Research Paper Volume 13, Issue 23 pp 25440—25452
Titanium dioxide nanoparticles perturb the blood-testis barrier via disruption of actin-based cell adhesive function
- 1 The First Affiliated Hospital, College of Medicine, Zhejiang University, Hangzhou 310003, Zhejiang, China
- 2 The Sperm Laboratory, College of Life Sciences, Zhejiang University, Hangzhou 310058, Zhejiang, China
- 3 Department of Obstetrics and Gynaecology, Faculty of Medicine, University of Debrecens, Debrecen 4032, Hungary
- 4 CAS Key Laboratory for Biomedical Effects of Nanomaterials and Nanosafety and CAS Center for Excellence in Nanoscience, National Center for Nanoscience and Technology, Beijing 100190, China
- 5 University of Chinese Academy of Sciences, Beijing 100049, China
Received: October 29, 2019 Accepted: August 11, 2021 Published: December 14, 2021
https://doi.org/10.18632/aging.203763How to Cite
Copyright: © 2021 Ni et al. This is an open access article distributed under the terms of the Creative Commons Attribution License (CC BY 3.0), which permits unrestricted use, distribution, and reproduction in any medium, provided the original author and source are credited.
Abstract
As one of the most commonly used nanoparticles, titanium dioxide nanoparticles (TiO2-NPs) are widely used as coating reagents in cosmetics, medicine and other industries. The increasing risk of exposure to TiO2-NPs raises concerns about their safety. In this study, we investigated the mechanism by which TiO2-NPs cross the blood-testis barrier (BTB). TM-4 cells were selected as an in vitro Sertoli cell model of BTB. Cell viability, cell morphological changes, apoptosis, oxidative damage, and the expression levels of actin regulatory and tight junction (TJ) proteins were assessed in TM-4 cells treated with 3-nm and 24-nm TiO2-NPs. Cells treated with 3-nm TiO2-NPs exhibited increased cytotoxicity and decreased Annexin II expression, whereas cells treated with 24-nm TiO2-NPs exhibited increased Arp 3 and c-Src expression.
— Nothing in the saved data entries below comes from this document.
PR #2512, opened 2025-04-17
LTD-6115: Fix formatting for F680 outcome letters to match templates

saruniitr:
### Aim


api/f680/caseworker/serializers.py
```diff
@@ -178,6 +178,8 @@ class Meta:
 
 class SecurityReleaseOutcomeLetterSerializer(serializers.ModelSerializer):
     security_release_requests = SecurityReleaseRequestSerializer(many=True)
+    approval_types = serializers.MultipleChoiceField(choices=enums.ApprovalTypes.choices)
```
depsiatwal, line 181: lgtm I think these changes are breaking tests though

saruniitr: fixed failing tests

depsiatwal (approved):
LGTM

api/letter_templates/context_generator.py
```diff
@@ -612,6 +616,14 @@ def get_security_release_outcomes(self, obj):
             data[outcome] = SecurityReleaseOutcomeLetterSerializer(sros, many=True).data
         return data
 
+    def get_case_officer(self, obj):
+        case_officer = None
+        qs = obj.case_assignments.filter(queue_id=QueuesEnum.MOD_ECJU_F680_CASES_UNDER_FINAL_REVIEW)
```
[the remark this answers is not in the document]
currycoder: This feels a little bit brittle - e.g. if we choose to change the queue that cases route to in future then this will stop working.  If we just want to put in the details for the user generating the letter, can't we pass that through from the request to the template context?

api/letter_templates/templates/letter_templates/f680_approval.html
```diff
@@ -20,21 +20,22 @@
...
 
+  <h3 class="govuk-heading-l">Commercial exploitation agreements</h3>
   <p>If the item is designed by or for the MOD, you must have a commercial exploitation agreement before it can be manufactured or sold commercially. This is the case regardless of whether MOD owns the commercial design right.</p>
   <p>Get help with your commercial exploitation agreement by contacting:  </p>
   <ul>
     <li>IPRG, Poplar 2, MOD, Abbey Wood, Bristol BS34 8JH if the MOD owns intellectual property rights relating to the equipment</li>
     <li>the MOD Contracts Branch who issued the original contract if the company owns the design rights (but MOD can claim a levy) </li>
   </ul>
-  <h2>Export licences </h2>
+  <h3>Export licences </h3>
```
currycoder, line 38: This letter still ends with "signature here" - do we want that?

currycoder: As does the end of the refusal letter.  The lead in to the refusal criteria also feels a bit unfinished
```
Reasons for refusal
This application is refused under

{{refusal_reasons}}
```

api/letter_templates/context_generator.py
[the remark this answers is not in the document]
saruniitr: We could use `request.user` but this keep things within the serializer.
There is also a test which checks for this, if the queue changes then it fails.

api/letter_templates/templates/letter_templates/f680_approval.html
saruniitr: "signature here" need to be removed but left it as placeholder for now as we need to change the digital signature, I can remove in this PR.

saruniitr: `refusal_reasons` contains the combined text of all refusal criteria.
The template shows the criteria codes but we don't actually capture that separately which is why it is like that.
However we are going to include that as part of the text. eg it will look like this,

```
## Reasons for refusal

This application is refused under,

Criteria 1: text of this criteria

Criteria 5: text of this criteria
```

currycoder: OK so the refusal letter will get some attention in a different ticket?

saruniitr: We can probably extract criteria codes from this and include in that line but that will have to be a follow-up when the linked PR is merged.

saruniitr: correct, once the linked PR is merged then we can update this.

currycoder (approved):

PR #2519, opened 2025-04-24
LTD-6163 notes/timelines entry for f680 recommendation

markj0hnst0n:
### Aim

Create a new audit table log entry with information for debugging any future issues when adding and removing (clearing) a recommendation for an F680 application and ensure that it creates a message for caseworkers in Notes and Timelines.

[LTD-6165](https://uktrade.atlassian.net/browse/LTD-6165)

[LTD-6165]: https://uktrade.atlassian.net/browse/LTD-6165?atlOrigin=eyJpIjoiNWRkNTljNzYxNjVmNDY3MDlhMDU5Y2ZhYzA5YTRkZjUiLCJwIjoiZ2l0aHViLWNvbS1KU1cifQ


api/f680/caseworker/views.py
```diff
@@ -64,8 +89,17 @@ def list(self, request, *args, **kwargs):
     def destroy(self, request, *args, **kwargs):
         user = request.user
         qs = self.get_queryset().filter(user_id=user.id, team=user.govuser.team)
+
+        # A record for the audit table of the recommendation_object_ids which have been removed
+        recommendation_ids = [str(recommendation.id) for recommendation in qs]
```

Both TiO2-NPs induced significant oxidative stress, decreased the expression of TJ proteins (occludin, ZO-1 and claudin 5), damaged the TJ structure, and exhibited enlarged gaps between TM-4 cells. Our results indicated that both TiO2-NPs crossed the BTB by disrupting actin-based adhesive junctions of TM-4 cells; however, apoptosis was not observed. Our results provide new insights into how TiO2-NPs cross the BTB.